Extracted material >>
Issue #918, opened 2021-02-18
AddFloat will remove the 0 at the end of the float


liyechen:
For example, here is a struct:
``` go
type Log struct {
	Afloat64 float64 `json:"a"`
}

func (e Log) MarshalLogObject(enc zapcore.ObjectEncoder) error {
	enc.AddFloat64("a", e.Afloat64)
	return nil
}

// some instance
logA := Log{
	Afloat64: 2.0
}
```
When using `zap.Logger` to record some log here,  the json will look like `{ "a": 2 }` instead of `{ "a": 2.0 }` because in function [AppendFloat](https://github.com/uber-go/zap/blob/master/buffer/buffer.go#L74) using `strconv.AppendFloat(b.bs, f, 'f', -1, bitSize)`, the parameter `-1` here will remove all 0s at the end of the float.

**Will you consider to add some functions to support like logger can log fix length of a float?**
For example:
```go
type Log struct {
	Afloat64 float64 `json:"a"`
}

func (e Log) MarshalLogObject(enc zapcore.ObjectEncoder) error {
	enc.AddFloat64WithFixLength("a", e.Afloat64, 5)
	return nil
}
```
The json will look like `{ "a": 2.00000 }`.

prashantv:
We can't add new methods to the `ObjectEncoder` interface in zap v1, as adding new methods to the interface would be a backwards-incompatible change (existing implementations would no longer implement the interface).

I think this logic could live in the encoder however. The encoder could have options on how much precision to maintain, and all floats encoded by zap would then inherit the same precision.

Would that approach work for your use-case?

liyechen:
> We can't add new methods to the `ObjectEncoder` interface in zap v1, as adding new methods to the interface would be a backwards-incompatible change (existing implementations would no longer implement the interface).
> 
> I think this logic could live in the encoder however. The encoder could have options on how much precision to maintain, and all floats encoded by zap would then inherit the same precision.
> 
> Would that approach work for your use-case?

Absolutely yes. Actually, options should be better. Appreciate that if this can be supported.

prashantv:
Great, we're open to patches implementing this functionality. I think the changes needed are:
 * Add a field on `EncoderConfig` to control the precision. We need to default to `-1` to match the existing behaviour
 * Add a new method to [buffer](https://pkg.go.dev/go.uber.org/zap/buffer#Buffer.AppendFloat) to append float with a specified precision
[...]

PR #923, opened 2021-02-25
add precision to EncoderConfig with default value as -1

liyechen:
This is my implementation of this [issue](https://github.com/uber-go/zap/issues/918). 
The problem is I can not control float in reflections.
I think if this needs to take effect in **reflections**, much more jobs need to be done.
Check this out and see if this can work.
Thanks a lot !
@prashantv

### DIFF
--- a/buffer/buffer.go
+++ b/buffer/buffer.go
@@ -74,6 +74,12 @@ func (b *Buffer) AppendFloat(f float64, bitSize int) {
 	b.bs = strconv.AppendFloat(b.bs, f, 'f', -1, bitSize)
 }
 
+// AppendFloatWithPrecision appends a float with precision to the underlying buffer. It doesn't quote NaN
+// or +/- Inf.
+func (b *Buffer) AppendFloatWithPrecision(f float64, bitSize int, prec int) {
+	b.bs = strconv.AppendFloat(b.bs, f, 'f', prec, bitSize)
+}
+
 // Len returns the length of the underlying byte slice.
 func (b *Buffer) Len() int {
 	return len(b.bs)
--- a/zapcore/encoder.go
+++ b/zapcore/encoder.go
@@ -31,6 +31,7 @@ import (
 // Alternate line endings specified in EncoderConfig can override this
 // behavior.
 const DefaultLineEnding = "\n"
+const DefaultPrecision = -1
 
 // OmitKey defines the key to use when callers want to remove a key from log output.
 const OmitKey = ""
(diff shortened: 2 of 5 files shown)


buffer/buffer.go
```diff
@@ -74,6 +74,12 @@ func (b *Buffer) AppendFloat(f float64, bitSize int) {
 	b.bs = strconv.AppendFloat(b.bs, f, 'f', -1, bitSize)
 }
 
+// AppendFloatWithPrecision appends a float with precision to the underlying buffer. It doesn't quote NaN
+// or +/- Inf.
+func (b *Buffer) AppendFloatWithPrecision(f float64, bitSize int, prec int) {
```
prashantv, line 79: `AppendFloat` takes `prec, bitSize int` as the last 2 arguments, let's do the same here for consistency

zapcore/encoder.go
```diff
@@ -333,6 +334,9 @@ type EncoderConfig struct {
 	// Configures the field separator used by the console encoder. Defaults
 	// to tab.
 	ConsoleSeparator string `json:"consoleSeparator" yaml:"consoleSeparator"`
+
+	// float precision
+	Precision int `json:"precision" yaml:"precision"`
```
prashantv, line 339: Should we make this more explicitly `FloatPrecision`?

zapcore/encoder.go
```diff
@@ -333,6 +334,9 @@ type EncoderConfig struct {
 	// Configures the field separator used by the console encoder. Defaults
 	// to tab.
 	ConsoleSeparator string `json:"consoleSeparator" yaml:"consoleSeparator"`
+
+	// float precision
```
prashantv, line 338: can we add more details for API docs

zapcore/json_encoder.go
```diff
@@ -82,6 +82,9 @@ func NewJSONEncoder(cfg EncoderConfig) Encoder {
 }
 
 func newJSONEncoder(cfg EncoderConfig, spaced bool) *jsonEncoder {
+	if cfg.Precision == 0 {
```
prashantv, line 85: What if users want precision = 0?

prashantv (commented):
> I think if this needs to take effect in reflections, much more jobs need to be done.

Good point, this is also a similar issue with https://github.com/uber-go/zap/pull/885

I'm not sure if the solution proposed there will work here, since there's no field value that will force any precision.

I think encoder config with a note that this only applies to non-reflect encoded floats is the only reasonable option.

cc @abhinav any thoughts?

zapcore/json_encoder.go
liyechen: I've changed other codes according to comments up there except this one.
Actually, if the user did not set `FloatPrecision`, the value of `FloatPrecision` here is 0, I can not judge if the user wants 0 or the default value.
Do you have some good suggestions?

The problem >>
Search the listing for the word "effect", and copy every line in which it is found.

Problem solution >>
I think if this needs to take effect in **reflections**, much more jobs need to be done.
> I think if this needs to take effect in reflections, much more jobs need to be done.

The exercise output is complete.